++++ Data extracts ++++
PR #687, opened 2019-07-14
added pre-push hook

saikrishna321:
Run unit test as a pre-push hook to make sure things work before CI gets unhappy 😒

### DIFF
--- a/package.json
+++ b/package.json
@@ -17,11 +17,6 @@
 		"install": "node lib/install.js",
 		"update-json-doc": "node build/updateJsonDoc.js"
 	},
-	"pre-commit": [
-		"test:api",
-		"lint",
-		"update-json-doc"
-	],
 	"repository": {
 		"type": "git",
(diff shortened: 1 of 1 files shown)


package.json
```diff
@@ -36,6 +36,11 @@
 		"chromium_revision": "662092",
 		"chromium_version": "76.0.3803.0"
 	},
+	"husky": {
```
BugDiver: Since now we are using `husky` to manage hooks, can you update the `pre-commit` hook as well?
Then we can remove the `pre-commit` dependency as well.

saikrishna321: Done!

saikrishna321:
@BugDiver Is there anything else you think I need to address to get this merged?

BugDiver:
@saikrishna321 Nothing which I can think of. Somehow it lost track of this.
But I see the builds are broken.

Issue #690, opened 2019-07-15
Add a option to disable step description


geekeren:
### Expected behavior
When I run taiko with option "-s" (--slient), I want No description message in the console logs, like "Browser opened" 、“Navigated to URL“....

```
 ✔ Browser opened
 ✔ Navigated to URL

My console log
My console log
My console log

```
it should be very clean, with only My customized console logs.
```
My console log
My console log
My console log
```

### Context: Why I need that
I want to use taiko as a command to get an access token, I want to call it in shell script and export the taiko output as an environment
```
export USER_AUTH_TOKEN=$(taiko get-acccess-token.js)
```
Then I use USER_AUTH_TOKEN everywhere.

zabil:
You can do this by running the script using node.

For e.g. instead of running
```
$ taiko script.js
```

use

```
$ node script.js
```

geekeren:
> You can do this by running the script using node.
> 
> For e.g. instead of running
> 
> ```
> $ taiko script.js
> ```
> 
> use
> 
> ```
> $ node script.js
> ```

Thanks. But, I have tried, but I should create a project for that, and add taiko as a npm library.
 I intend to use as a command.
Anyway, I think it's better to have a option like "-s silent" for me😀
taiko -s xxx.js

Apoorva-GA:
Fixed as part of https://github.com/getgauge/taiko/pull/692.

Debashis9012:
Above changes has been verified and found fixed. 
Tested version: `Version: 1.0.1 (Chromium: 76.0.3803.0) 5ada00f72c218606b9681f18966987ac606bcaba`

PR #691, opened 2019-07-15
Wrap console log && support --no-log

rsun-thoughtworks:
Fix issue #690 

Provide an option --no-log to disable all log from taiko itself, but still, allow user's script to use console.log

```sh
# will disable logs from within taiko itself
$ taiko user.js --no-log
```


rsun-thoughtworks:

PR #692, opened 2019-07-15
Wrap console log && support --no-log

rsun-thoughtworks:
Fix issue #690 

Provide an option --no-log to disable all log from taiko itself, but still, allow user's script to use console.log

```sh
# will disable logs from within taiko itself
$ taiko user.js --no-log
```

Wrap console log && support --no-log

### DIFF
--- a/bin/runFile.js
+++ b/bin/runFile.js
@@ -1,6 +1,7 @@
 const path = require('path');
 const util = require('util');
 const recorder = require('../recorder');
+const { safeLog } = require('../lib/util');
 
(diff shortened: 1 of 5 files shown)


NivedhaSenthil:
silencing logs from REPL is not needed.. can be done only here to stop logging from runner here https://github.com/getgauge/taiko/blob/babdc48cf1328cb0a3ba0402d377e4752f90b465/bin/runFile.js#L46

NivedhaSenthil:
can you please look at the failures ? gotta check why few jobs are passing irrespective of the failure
++++
> [Work to complete]
Look through the records above for the string "only", then copy every line that has it.

> [Exercise result]
it should be very clean, with only My customized console logs.
silencing logs from REPL is not needed.. can be done only here to stop logging from runner here https://github.com/getgauge/taiko/blob/babdc48cf1328cb0a3ba0402d377e4752f90b465/bin/runFile.js#L46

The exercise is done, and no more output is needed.